La donna, un tempo più amichevole, non mi rispose nemmeno. Con la sua mano mi stringeva il polso e mi trascinava attraverso un corridoio che non avevo mai visto prima. Era ancora più freddo e più buio lì, mi fece rabbrividire. Volevo piangere ancora di più.

'Ti prego lasciami andare,' sussurrai ancora, speravo che provasse pietà per me e mi liberasse. Speravo che realizzasse che era uno sbaglio, proprio come le avevo detto.

'Mi dispiace così tanto, ragazzo,' disse una volta arrivati davanti ad una porta bianca con una piccola finestra. Il bianco della porta non era lo stesso delle pareti, qualcosa che mi fece inorridire. 'Ma gli ordini sono ordini,' continuó prima di aprire la porta. 'Non devi starci molto qui, ricordatelo. Va bene?'

'Ti prego, non lo fare,' la pregai un'ultima volta prima che mi spingesse oltre la porta. Caddi sul morbido tessuto di cui sembrava fatta la stanza. Lo toccai, sapevo che era stato messo lì così che non potessi farmi male.

'Ci vediamo tra poco, ragazzo,' disse l'infermiera prima di chiudere la porta, lasciandomi da solo nella stanza vuota. Chiudendo la porta aveva lasciato fuori tutta la luce che arrivava prima nella stanza, che ora era mezza all'ombra.

Lentamente iniziai a sentirmi strano. Essere rinchiuso non mi era mai piaciuto. Mi faceva sentire abbastanza a disagio sapere che non c'era nessuno che mi teneva d'occhio. Prima che me ne rendessi conto la prima lacrima rigò il mio viso, subito seguita da molte altre.

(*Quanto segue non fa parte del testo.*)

Issue #61, opened 2018-09-26
`kill` nukes the docker registry


vmarkovtsev:
I run `srcd kill` and this is what it does:

```
INFO[0000] removing containers...                       
INFO[0000] removing container srcd-cli-gitbase          
INFO[0000] removing container srcd-cli-pilosa           
INFO[0001] removing container srcd-cli-bblfshd          
INFO[0002] removing container srcd-cli-daemon           
INFO[0003] removing volumes...                          
INFO[0003] removing volume srcd-cli-bblfsh-storage      
INFO[0006] removing images...                           
INFO[0006] removing image srcd/gitbase:latest           
INFO[0006] removing image bblfsh/bblfshd:latest         
INFO[0007] removing image srcd/style-analyzer:latest    
INFO[0007] removing image srcd/cli-daemon:latest        
INFO[0007] removing image srcd/gitbase-web:latest       
INFO[0007] removing image srcd/spark:2.2.1              
INFO[0007] removing image srcd/codelab:latest           
INFO[0009] removing image pilosa/pilosa:v0.9.0          
INFO[0009] removing image srcd/spark:2.2.0_v2
```

Removing containers is fine, but removing images o_O It erases bblfshd which I use frequently, spark (btw: two versions??) and style-analyzer which is innocent.

My suggestion is to not remove the images by default - it is very cruel.

marnovo:
Maybe to remove images something along the lines of the `prune` command you see in things like Homebrew?

campoy:
Yes, this should be fixed.

Who's the current maintainer of this, @mcuadros ?

vmarkovtsev:
Máximo wrote me in DM that Applications are responsible.

bzz:
> Hey @bzz, it seems you're responsible for this issue.

thanks for heads up @campoy and a quick fix @smacker !

I belive both are true since the beginning of the 2018Q4: 
 - App team maintains engine
 - I'm on LA team :)

smacker:
which request? the issue is fixed already

Issue #69, opened 2018-10-09
Add a softer `kill` that does not delete images


carlosms:
I may want to stop working on this right now, but I don't want to wait for the download process next time I continue. Maybe a `scrd stop`?

smacker:
fixed by making kill "softer" by default and introducing new flag to remove images too

PR #78, opened 2018-10-22
Kill: don't remove images by default

smacker:
Fix: #61 #69

As described in the issue the current behavior is very strange.
This PR changes the default. `srcd kill` won't remove images anymore by default. But only with new flag `--with-images`


carlosms:
This change requires to update the docs, at least in https://github.com/src-d/engine/blob/master/docs/commands.md.

smacker:
👍 updated.
grep shows it is the only place where `kill` command is mentioned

Mi sedetti nell'angolo, sentii le pareti e il pavimento soffice toccare quasi tutto il mio corpo. Anche se questa era stata una mia decisione (non c'era nessuno da incolpare per ciò che avevo fatto, nessuno mi aveva costretto a difendere il ragazzo corvino, quindi era stata una mia scelta) sentii le mani iniziare a sudare leggermente e il respiro diventare irregolare. Sapevo cosa stava succedendo; un attacco di panico.

Stare seduto in una stanza completamente bianca mi faceva perdere il senso della realtà. Non avevo idea di quanto tempo fosse passato, non avevo idea di qualsiasi cosa stesse accadendo al di là della porta. L'idea che non potessi andare da nessuna parte senza il permesso di qualcuno mi faceva sentire in prigione, mi faceva sentire vulnerabile.

Mi fece rivivere ogni momento in cui mio padre mi aveva rinchiuso nella mia stanza. Mi fece rivivere la sua rabbia, mi fece provare la stessa paura, lo stesso dolore. Potevo quasi sentirlo urlare attraverso la porta che sperava di non aver mai avuto un figlio, sperava che io non fossi mai nato.

Cercando di ricordarmi tutto ciò che Harry mi aveva insegnato iniziai a inspirare dal naso ed espirare dalla bocca, ma anche questo non riuscì a calmarmi. Provai ad afferrare qualcosa per sentire la consistenza di un oggetto, così non mi sentivo solo. Ma lo ero. Non c'era niente che potevo afferrare, niente a cui potevo aggrapparmi.

Le mie mani iniziarono a tremare ancora di più e la vista mi diventò sfocata. Sentivo di star perdendo tutto, tutti i miglioramenti che avevo fatto da quando ero arrivato qui. Il silenzio che era caduto da quando Cecilia aveva chiuso la porta fu rotto da un leggero bussare, seguito dal suono di una finestra che si apriva.

'Draco?' qualcuno disse in un sussurro. Quando finalmente aprii gli occhi notai che Harry era di fronte alla finestra, guardandomi con pietà. 'Draco, stai bene?' mi chiese anche se quella domanda non era necessaria. Non stavo bene per niente. Asciugai velocemente le lacrime che ancora erano sulle mie guance, speravo che non le avesse viste. Piangere mi faceva sentire incredibilmente debole, soprattutto quando mi trovavo di fronte a qualcuno a cui volevo far credere di essere forte.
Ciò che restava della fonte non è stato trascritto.